TASK DIRECTIONS.
For each line of the material below, give that line again word for word.

========================

PR #15000, opened 2017-05-17
Use gazebo7 instead of gazebo8 in Lunar

j-rivero:
Revert pull request #14564 and use gazebo7 for ROS Lunar. Details: https://discourse.ros.org/t/lunar-to-target-gazebo-7/1840/1

PR #16363, opened 2017-11-14
Add gazebo8 rosdeps for ubuntu

paulbovbel:


mikaelarguedas:
I dont think gazebo8 is part of any upstream repository (Ubuntu or Debian) at the moment.
Maybe @j-rivero can give some insight as if gazebo8 will be in upstream Debian or Ubuntu in the future distributions?

j-rivero:
> Maybe @j-rivero can give some insight as if gazebo8 will be in upstream Debian or Ubuntu in the future distributions?

It is not present in the official Debian or Ubuntu repositories but fully available, supported and developed from packages.osrfoundation.org and with support from `gazebo_ros_pkgs`. We can consider it as not officially present in any official release of Ubuntu/Debian/ROS but supported for alternative cases.

If it does not imply a troubles and people find a use case for it, I think that we can consider add the keys for rosdep.

tfoote:
@j-rivero There is a set of rosdep rules you can add to your rosdep sources if you add packages.osrfoundation.org to your apt sources right? I can't find the link at the moment.

mikaelarguedas:
@j-rivero Ok I guess I got confused, and the fact that it was not available upstream was the reason we removed it: (#14564 #15000).
Is this supposed to be used only for source builds ?

tfoote:
The keys in the default rosdep rules should represent only what's available from upstream + the ROS repo.  We don't accept keys that refer to custom PPAs (ubuntu hosted or not) as that would cause rosdep say that things are resolved that are not downloadable. For rosdep to work with content in a PPA the PPA mainatiners should maintain a rosdep rules file that defines the resolutions that they provide and then when you add the PPA to your sources, you also add a rosdep source to your system.

paulbovbel:
That make sense, thank you. If you do find rosdep rules for packages.osrf.org, please let me know!

j-rivero:
> @j-rivero There is a set of rosdep rules you can add to your rosdep sources if you add packages.osrfoundation.org to your apt sources right?

The ones I use when changing `gazebo_ros_pkgs` from using the official version (i.e: gazebo7 in Kinetic) to an alternative one (i.e: gazebo8 in Kinetic) are here: https://github.com/osrf/osrf-rosdep/ 

> The keys in the default rosdep rules should represent only what's available from upstream + the ROS repo.

ACK.

tfoote:
@paulbovbel  FYI ^^

@j-rivero It would be great to add instructions for inserting those to this tutorial: http://gazebosim.org/tutorials/?tut=ros_wrapper_versions

PR #16386, opened 2017-11-16
Use pip for `python-oauth2`

furushchev:
Since ubuntu from wily no apt package `python-oauth2` is available, this package should be installed via `pip`.

### DIFF
--- a/rosdep/python.yaml
+++ b/rosdep/python.yaml
@@ -1820,10 +1820,18 @@ python-numpydoc:
     zesty: [python-numpydoc]
 python-oauth2:
   arch: [python-oauth2]
-  debian: [python-oauth2]
+  debian:
+    wheezy:  [python-oauth2]
   fedora: [python-oauth2]
   gentoo: [dev-python/oauth2]
-  ubuntu: [python-oauth2]
+  ubuntu:
+    precise: [python-oauth2]
+    quantal: [python-oauth2]
+    raring: [python-oauth2]
+    saucy: [python-oauth2]
+    trusty: [python-oauth2]
+    utopic: [python-oauth2]
+    vivid: [python-oauth2]
 python-oauth2client:
   debian: [python-oauth2client]
   fedora: [python-oauth2client]


rosdep/python.yaml
```diff
@@ -1823,7 +1823,9 @@ python-oauth2:
   debian: [python-oauth2]
   fedora: [python-oauth2]
   gentoo: [dev-python/oauth2]
-  ubuntu: [python-oauth2]
+  ubuntu:
+    pip:
+      packages: [oauth2]
```
dirk-thomas: This kind of change is not feasible since there might be packages released into e.g. Indigo using this key. With the switch to `pip` those would not be releasable anymore. Please change the patch to enumerate the Ubuntu distros which contain the Debian package. For newer ROS distros maybe there is a package with a different name?

mikaelarguedas:
Looks like `python-oauth2` was a fork of `python-oauth` that has been dropped by Debian/Ubuntu since trusty (https://packages.ubuntu.com/trusty/python-oauth2). There is still a `python-oauth2client` being releasaed in all distros as well as `python-oauth`. I don't know if they provide the same functionality though

mikaelarguedas (dismissed):
marking this as changes requested until comments  are addressed

furushchev:
@dirk-thomas @mikaelarguedas Thank you for comments. Unfortunately `python-oauth2` is for OAuth1.0 (regardless of its name) but not for OAuth2.0 (supported by `python-oauth2client`)
Maybe the right way to fix is just dropping this key for wily and later ubuntu distros (where this package is no more available)?

mikaelarguedas:
@furushchev what about `python-oauth` doesnt it provide OAuth1.0 ?

Regarding `python-oauth2`, yes we should change the rule to cover only the distributions where it's available (for Ubuntu and Debian)

furushchev:
@mikaelarguedas Got it! Updated.
About `python-oauth`, I found the reason that we should use v2 package: https://github.com/joestump/python-oauth2#history

mikaelarguedas (approved):
lgtm, thanks @furushchev for iterating

PR #26005, opened 2020-07-30
Update rqt_graph development branch for Dashing and later

jacobperron:
The latest development has changed to `dashing-devel` since https://github.com/ros-visualization/rqt_graph/pull/49


dirk-thomas:
The branch needs to be updated for all distros starting with Dashing.

dirk-thomas (approved):

PR #26049, opened 2020-08-04
added udp_com to kinetic

flynneva:


flynneva:
tried to use bloom to automatically do this but it failed and recommend manual PR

========================

ANSWER BELOW.
PR #15000, opened 2017-05-17
Use gazebo7 instead of gazebo8 in Lunar

j-rivero:
Revert pull request #14564 and use gazebo7 for ROS Lunar. Details: https://discourse.ros.org/t/lunar-to-target-gazebo-7/1840/1

PR #16363, opened 2017-11-14
Add gazebo8 rosdeps for ubuntu

paulbovbel:


mikaelarguedas:
I dont think gazebo8 is part of any upstream repository (Ubuntu or Debian) at the moment.
Maybe @j-rivero can give some insight as if gazebo8 will be in upstream Debian or Ubuntu in the future distributions?

j-rivero:
> Maybe @j-rivero can give some insight as if gazebo8 will be in upstream Debian or Ubuntu in the future distributions?

It is not present in the official Debian or Ubuntu repositories but fully available, supported and developed from packages.osrfoundation.org and with support from `gazebo_ros_pkgs`. We can consider it as not officially present in any official release of Ubuntu/Debian/ROS but supported for alternative cases.

If it does not imply a troubles and people find a use case for it, I think that we can consider add the keys for rosdep.

tfoote:
@j-rivero There is a set of rosdep rules you can add to your rosdep sources if you add packages.osrfoundation.org to your apt sources right? I can't find the link at the moment.

mikaelarguedas:
@j-rivero Ok I guess I got confused, and the fact that it was not available upstream was the reason we removed it: (#14564 #15000).
Is this supposed to be used only for source builds ?

tfoote:
The keys in the default rosdep rules should represent only what's available from upstream + the ROS repo.  We don't accept keys that refer to custom PPAs (ubuntu hosted or not) as that would cause rosdep say that things are resolved that are not downloadable. For rosdep to work with content in a PPA the PPA mainatiners should maintain a rosdep rules file that defines the resolutions that they provide and then when you add the PPA to your sources, you also add a rosdep source to your system.

paulbovbel:
That make sense, thank you. If you do find rosdep rules for packages.osrf.org, please let me know!

j-rivero:
> @j-rivero There is a set of rosdep rules you can add to your rosdep sources if you add packages.osrfoundation.org to your apt sources right?

The ones I use when changing `gazebo_ros_pkgs` from using the official version (i.e: gazebo7 in Kinetic) to an alternative one (i.e: gazebo8 in Kinetic) are here: https://github.com/osrf/osrf-rosdep/ 

> The keys in the default rosdep rules should represent only what's available from upstream + the ROS repo.

ACK.

tfoote:
@paulbovbel  FYI ^^

@j-rivero It would be great to add instructions for inserting those to this tutorial: http://gazebosim.org/tutorials/?tut=ros_wrapper_versions

PR #16386, opened 2017-11-16
Use pip for `python-oauth2`

furushchev:
Since ubuntu from wily no apt package `python-oauth2` is available, this package should be installed via `pip`.

### DIFF
--- a/rosdep/python.yaml
+++ b/rosdep/python.yaml
@@ -1820,10 +1820,18 @@ python-numpydoc:
     zesty: [python-numpydoc]
 python-oauth2:
   arch: [python-oauth2]
-  debian: [python-oauth2]
+  debian:
+    wheezy:  [python-oauth2]
   fedora: [python-oauth2]
   gentoo: [dev-python/oauth2]
-  ubuntu: [python-oauth2]
+  ubuntu:
+    precise: [python-oauth2]
+    quantal: [python-oauth2]
+    raring: [python-oauth2]
+    saucy: [python-oauth2]
+    trusty: [python-oauth2]
+    utopic: [python-oauth2]
+    vivid: [python-oauth2]
 python-oauth2client:
   debian: [python-oauth2client]
   fedora: [python-oauth2client]


rosdep/python.yaml
```diff
@@ -1823,7 +1823,9 @@ python-oauth2:
   debian: [python-oauth2]
   fedora: [python-oauth2]
   gentoo: [dev-python/oauth2]
-  ubuntu: [python-oauth2]
+  ubuntu:
+    pip:
+      packages: [oauth2]
```
dirk-thomas: This kind of change is not feasible since there might be packages released into e.g. Indigo using this key. With the switch to `pip` those would not be releasable anymore. Please change the patch to enumerate the Ubuntu distros which contain the Debian package. For newer ROS distros maybe there is a package with a different name?

mikaelarguedas:
Looks like `python-oauth2` was a fork of `python-oauth` that has been dropped by Debian/Ubuntu since trusty (https://packages.ubuntu.com/trusty/python-oauth2). There is still a `python-oauth2client` being releasaed in all distros as well as `python-oauth`. I don't know if they provide the same functionality though

mikaelarguedas (dismissed):
marking this as changes requested until comments  are addressed

furushchev:
@dirk-thomas @mikaelarguedas Thank you for comments. Unfortunately `python-oauth2` is for OAuth1.0 (regardless of its name) but not for OAuth2.0 (supported by `python-oauth2client`)
Maybe the right way to fix is just dropping this key for wily and later ubuntu distros (where this package is no more available)?

mikaelarguedas:
@furushchev what about `python-oauth` doesnt it provide OAuth1.0 ?

Regarding `python-oauth2`, yes we should change the rule to cover only the distributions where it's available (for Ubuntu and Debian)

furushchev:
@mikaelarguedas Got it! Updated.
About `python-oauth`, I found the reason that we should use v2 package: https://github.com/joestump/python-oauth2#history

mikaelarguedas (approved):
lgtm, thanks @furushchev for iterating

PR #26005, opened 2020-07-30
Update rqt_graph development branch for Dashing and later

jacobperron:
The latest development has changed to `dashing-devel` since https://github.com/ros-visualization/rqt_graph/pull/49


dirk-thomas:
The branch needs to be updated for all distros starting with Dashing.

dirk-thomas (approved):

PR #26049, opened 2020-08-04
added udp_com to kinetic

flynneva:


flynneva:
tried to use bloom to automatically do this but it failed and recommend manual PR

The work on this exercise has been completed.